Prompt >> Which lines of the records contain the word "tests"? Show each of them.

Information provided >>

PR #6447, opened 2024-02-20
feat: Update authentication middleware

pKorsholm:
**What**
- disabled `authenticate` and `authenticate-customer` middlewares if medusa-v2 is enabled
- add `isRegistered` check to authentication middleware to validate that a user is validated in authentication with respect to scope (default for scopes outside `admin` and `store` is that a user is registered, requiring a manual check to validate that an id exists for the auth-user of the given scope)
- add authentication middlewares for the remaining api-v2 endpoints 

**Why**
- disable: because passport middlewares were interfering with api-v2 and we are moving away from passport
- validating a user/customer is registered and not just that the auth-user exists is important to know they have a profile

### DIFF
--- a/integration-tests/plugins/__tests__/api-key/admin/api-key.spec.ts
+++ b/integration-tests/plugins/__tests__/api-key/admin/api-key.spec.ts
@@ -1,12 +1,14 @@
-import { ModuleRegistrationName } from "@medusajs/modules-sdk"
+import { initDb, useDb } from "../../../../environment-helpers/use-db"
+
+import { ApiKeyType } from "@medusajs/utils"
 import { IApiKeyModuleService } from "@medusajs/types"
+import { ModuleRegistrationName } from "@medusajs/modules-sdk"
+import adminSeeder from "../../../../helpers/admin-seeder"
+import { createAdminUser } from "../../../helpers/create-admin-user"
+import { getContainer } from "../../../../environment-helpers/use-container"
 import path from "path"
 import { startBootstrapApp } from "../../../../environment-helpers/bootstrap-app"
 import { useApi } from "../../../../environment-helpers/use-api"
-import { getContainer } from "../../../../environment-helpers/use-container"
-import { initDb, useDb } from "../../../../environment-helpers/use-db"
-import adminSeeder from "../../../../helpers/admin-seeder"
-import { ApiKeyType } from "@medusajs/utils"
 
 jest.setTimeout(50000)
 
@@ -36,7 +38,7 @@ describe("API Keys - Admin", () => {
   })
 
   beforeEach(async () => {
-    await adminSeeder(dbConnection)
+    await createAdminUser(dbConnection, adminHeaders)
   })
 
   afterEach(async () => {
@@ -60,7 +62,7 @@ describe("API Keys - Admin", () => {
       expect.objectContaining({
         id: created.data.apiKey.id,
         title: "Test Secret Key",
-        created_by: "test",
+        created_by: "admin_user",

Solution >>
--- a/integration-tests/plugins/__tests__/api-key/admin/api-key.spec.ts
+++ b/integration-tests/plugins/__tests__/api-key/admin/api-key.spec.ts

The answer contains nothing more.